**Exercise directions**
Copy exactly the lines from the first line of the records below through the line containing "- Added a new", including both, and nothing else.

**Records for processing**

PR #311, opened 2025-08-28
Improve `@Verify` annotation and more

keyboardDrummer:
### What was changed?
- Refactoring: move code from the incorrectly named `OverrideFinder` into `ExternalContractCompiler`, and simplify it by using more from the javac class `Types`.
- Pureness of methods is now always inherited from base methods
- Refactoring: "lambda to local class" phase is now agnostic to pureness. Previously it copied it from the SAM method, but in cases of external contracts that did not work because external contracts had not been compiled yet. Lambda remains the first phase done after type checking.
- Added a new phase "verify annotation" that comes after "contract annotation" and before "missing contracts", which deletes any implementations that do not need to be verified according to `@Verify` annotations. This means you'll never get warnings/errors from the implementations of unverified code. This new phase means `JavaToDafnyCompiler` and `TypeDeclarationCompiler` are now simpler because they become agnostic to `@Verify` 
- Refactoring: Added a new "extract contracts from methods and loops" phase. The extraction is done by giving each method body two block statements, the first containing the contract and the second containing the implementation. This phase occurs right after compiling lambdas. The purpose of this phase is to prevent having to figure out where the contract statements are more than once, since both "verify annotation" and Dafny generation need to know that.

### How has this been tested?
- Add test for an inherited pure method that's not verified.
- Add test to see if pure on methods is inherited
- Add test to see if Lambda is pure when the SAM gets its pureness from an external contract
- Add a test to check that we can't rely on the body of pure unverified methods
- Add test to check that inside a `@Verify(false)` we won't emit JVerify warnings/errors


verifier/src/main/java/com/aws/jverify/verifier/compiler/BlockCompiler.java
```diff
@@ -13,12 +13,14 @@
 public class BlockCompiler {
 
     public final JavaToDafnyCompiler compiler;
+    MethodOrLoopContractCompiler methodOrLoopContractCompiler;
```
oyendrila-dobe, line 16: Why isn't this compiler final as well?

verifier/src/main/java/com/aws/jverify/verifier/compiler/TypeDeclarationCompiler.java
```diff
@@ -293,7 +275,7 @@ public Field translateField(JCTree.JCVariableDecl variableDecl) {
     private MethodOrConstructor translateImpureMethod(JCTree.JCMethodDecl method,
                                                       boolean shouldVerify,
                                                       MethodOrLoopContract contract,
-                                                      List<JCTree.JCStatement> postHeader) {
+                                                      com.sun.tools.javac.util.List<JCTree.JCStatement> postHeader) {
```
oyendrila-dobe, line 278: Is there a name clash we are avoiding by not importing this class?

verifier/src/main/java/com/aws/jverify/verifier/compiler/frontend/JavaFrontEnd.java
```diff
@@ -170,27 +176,39 @@ public void finished(TaskEvent e) {
...
+        for(var unit : result) {
+            Env<AttrContext> env = enter.getTopLevelEnv(unit);
+            for(var def : unit.defs) {
+                index.index(env, def);
+            }
+        }
+        return result;
+    }
+    
+    private Set<JCTree.JCCompilationUnit> unlambda(Set<JCTree.JCCompilationUnit> envs) {;
```
oyendrila-dobe: why do we have this dangling `;` ?

verifier/src/main/java/com/aws/jverify/verifier/compiler/simplifications/ExternalContractCompiler.java
```diff
@@ -159,15 +169,16 @@ private void handleSourceContract(JCTree.JCClassDecl classDecl, Map<String, JCTr
...
+                        var baseSource = (JCTree.JCMethodDecl)index.getTree(contracteeMethod);
                         if (baseSource.getBody() != null) {
                             reporter.reportError(methodDecl, "internalAndExternalContractForMethod", methodSymbol.name.toString());
                         } else {
+                            contractSymbolToContractee.put(methodSymbol, contracteeMethod);
                             baseSource.body = methodDecl.body;
-                            baseSource.mods.annotations = methodDecl.mods.annotations;
-                            baseSource.mods.annotations = baseSource.mods.annotations.append(verifyMaker.getVerifyFalseAnnotation());
+                            baseSource.mods.annotations = methodDecl.mods.annotations.append(jverifyUtils.getVerifyFalseAnnotation());
+                            jverifyUtils.addVerifyFalseToMethodSymbol(methodSymbol, contracteeMethod);
```
oyendrila-dobe, line 181: Clarification: why are we adding the verifyFalse both on the contractee and the base source?

verifier/src/main/java/com/aws/jverify/verifier/compiler/simplifications/ExternalContractCompiler.java
```diff
@@ -217,17 +207,85 @@ private void handleLibraryContract(JCTree.JCClassDecl classDecl, Symbol.ClassSym
...
+
+            updateLibraryContractAnnotations(methodDecl, baseMethod, methodSymbol);
+        }
+
+        private void updateLibraryContractAnnotations(JCTree.JCMethodDecl methodDecl, 
+                                                      Symbol.MethodSymbol baseMethod, 
+                                                      Symbol.MethodSymbol methodSymbol) {
+
+            ListBuffer<Attribute.Compound> newAnnotations = new ListBuffer<>();
+            // newAnnotations.addAll(baseMethod.getAnnotationMirrors());
```
oyendrila-dobe: Are we keeping this for any specific reason?

verifier/src/main/java/com/aws/jverify/verifier/compiler/simplifications/MethodOrLoopContractCompiler.java
```diff
@@ -1,71 +1,177 @@
...
+import com.sun.tools.javac.util.List;
 
 import java.util.ArrayList;
-import java.util.List;
+import java.util.Set;
 
 /*
 Extracts contracts from constructor, method or loop bodies
+Does not support lambdas.
+TODO: could be slightly simplified by compiling DoWhile loops first
```
oyendrila-dobe, line 23: I'm assuming this is for a later PR?

verifier/src/main/java/com/aws/jverify/verifier/compiler/simplifications/MethodOrLoopContractCompiler.java
```diff
@@ -82,36 +188,60 @@ private static JCTree.JCStatement getSuperOrThis(List<JCTree.JCStatement> statem
...
+            return false;
+        }
+        
+        var methodName = jverifyMethod.getQualifiedName().toString();
+        switch (methodName) {
+            case "check" -> {
+                // not a header method, so stop here
+                return false;
+            }
+            case Common.PRECONDITION, "postcondition", "invariant", "decreases", "reads", "modifies" -> {
```
oyendrila-dobe, line 222: Why do we treat precondition specially?

verifier/src/main/java/com/aws/jverify/verifier/compiler/simplifications/MethodOrLoopContractCompiler.java
```diff
@@ -82,36 +188,60 @@ private static JCTree.JCStatement getSuperOrThis(List<JCTree.JCStatement> statem
         return superOrThis;
     }
 
-    private List<JCTree.JCStatement> addHeaderContracts(List<JCTree.JCStatement> statements,
-                                                        MethodOrLoopContract contract) {
-        int headerContracts;
+    private java.util.List<JCTree.JCStatement> addHeaderContracts(
```
oyendrila-dobe, line 191: Why did we remove the List import and add the package to all invocations of List?

oyendrila-dobe (dismissed):
Looks good

verifier/src/main/java/com/aws/jverify/verifier/compiler/TypeDeclarationCompiler.java
keyboardDrummer: Yes. There's also `java.util.List`

verifier/src/main/java/com/aws/jverify/verifier/compiler/simplifications/ExternalContractCompiler.java
keyboardDrummer: javac translates a program to both `JCTree` nodes (syntactic), and `Symbol` nodes (semantic). The first line creates the syntactic `@Verify(false)` JCTree, and the second creates its `Symbol`

verifier/src/main/java/com/aws/jverify/verifier/compiler/simplifications/MethodOrLoopContractCompiler.java
keyboardDrummer: yes

verifier/src/main/java/com/aws/jverify/verifier/compiler/simplifications/MethodOrLoopContractCompiler.java
keyboardDrummer: Because there's 18 usages of `com.sun.tools.javac.util.List` and 9 of `java.util.List`, so we're qualifying the second and importing the first.

verifier/src/main/java/com/aws/jverify/verifier/compiler/simplifications/MethodOrLoopContractCompiler.java
keyboardDrummer: It's referenced more often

**Answer box**
PR #311, opened 2025-08-28
Improve `@Verify` annotation and more

keyboardDrummer:
### What was changed?
- Refactoring: move code from the incorrectly named `OverrideFinder` into `ExternalContractCompiler`, and simplify it by using more from the javac class `Types`.
- Pureness of methods is now always inherited from base methods
- Refactoring: "lambda to local class" phase is now agnostic to pureness. Previously it copied it from the SAM method, but in cases of external contracts that did not work because external contracts had not been compiled yet. Lambda remains the first phase done after type checking.
- Added a new phase "verify annotation" that comes after "contract annotation" and before "missing contracts", which deletes any implementations that do not need to be verified according to `@Verify` annotations. This means you'll never get warnings/errors from the implementations of unverified code. This new phase means `JavaToDafnyCompiler` and `TypeDeclarationCompiler` are now simpler because they become agnostic to `@Verify` 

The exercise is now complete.